» Refuser l’obscurantisme « 

Mariane Pearl, veuve du journaliste américain assassiné au Pakistan en 2002, se bat pour les droits de l’homme. C’est sur ce terrain, dit-elle, qu’il faut répondre au défi terroriste.

A l’occasion du 60e anniversaire de la Déclaration universelle des droits de l’homme et du citoyen, Mariane Pearl a été membre d’un jury qui a décerné, le 6 décembre, à Paris, des prix de journalisme intitulés  » Chaque être humain a des droits « , créés par l’association Internews. Par coïncidence, deux jours plus tard, l’homme qui revendique le meurtre du mari de Mariane, Daniel Pearl, en 2002 au Pakistan, a comparu devant un tribunal militaire américain, dans le camp de Guantanamo. Cerveau présumé des attentats du 11 septembre 2001, il a été confronté, pour la première fois, aux familles des victimes.

Khaled Cheikh Mohammed prétend avoir assassiné votre mari.

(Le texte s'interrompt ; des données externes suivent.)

PR #806, opened 2019-06-27
Percentage decoding hostname

hyspace:
### Contribution Type

### Description
With the [help from WPT tests](https://github.com/web-platform-tests/wpt/issues/17420) we are able to fix [failing test](https://github.com/web-platform-tests/wpt/blob/master/url/resources/urltestdata.json#L4689) of input `https://%e2%98%83`.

Arrêté en mars 2002 et longtemps détenu dans une prison secrète de la CIA, avant son transfert dans le camp de Guantanamo, il a subi des techniques d’interrogatoire assimilées à une forme de torture. Pour vous qui êtes engagée dans la lutte pour les droits de l’homme, quelles réflexions cela vous inspire-t-il ?

E Ce qu’il a subi n’est pas une  » forme  » de torture. C’est une vraie torture. Un homme qui a vécu cela, depuis tant d’années, on peut lui faire dire ce que l’on veut. Le terrorisme engendre une forme d’obscurantisme. A cette obscurité-là il faut opposer une sorte de lumière. Ou alors on se place sur le même terrain. Sur le cas particulier de cet homme, que vous dire ? Tout cela n’a provoqué que de la souffrance.

Y a-t-il des circonstances dans lesquelles le recours à des techniques d’interrogatoire assimilées à la torture sont acceptables ?

E Je ne peux pas répondre objectivement à cette question. Il y a quelque temps, on m’a interrogée sur la peine de mort dans le cadre d’actes de terrorisme. Moi, j’ai grandi en France, dans un milieu qui s’est réjoui, en 1981, de la suppression de la peine capitale. On était très contents, à l’époque. S’agissant de Khaled Cheikh Mohammed et à titre personnel, je me suis d’abord assurée qu’il était vraiment responsable des actes dont il est accusé, et qu’il les avait commis volontairement et non dans un moment de démence. A partir de là, je me suis prononcée, avec amertume, en faveur de sa mort. Il n’y a aucun doute qu’il était responsable et conscient de ce qu’il faisait. Je me suis livrée, aussi, à un examen personnel : je veux être certaine que je n’attends rien de sa mort. C’est le cas. Elle ne me soulagera pas. Elle ne m’apportera rien. Mais je n’irai pas jusqu’à m’opposer à son exécution. Car je sais maintenant, sans aucun doute, qu’il était responsable et conscient.

Comment éviter de tomber soi-même dans l’obscurantisme, quand on est confronté à une telle violence ?

E L’important est de comprendre ce que recherchent ces gens-là. Ceux qui ont tué Danny, comme ceux qui ont mené des attentats récemment en Inde, suscitent un désir de vengeance. Mais le plus pertinent, à mon sens, est de déterminer le but qu’ils recherchent. Et de promouvoir l’inverse. Ils cherchent à empêcher des journalistes d’enquêter au Pakistan. Alors il faut continuer. Ils cherchent à empêcher le dialogue. Donc, il faut continuer. C’est une vraie guerre. Et il faut aller au plus efficace.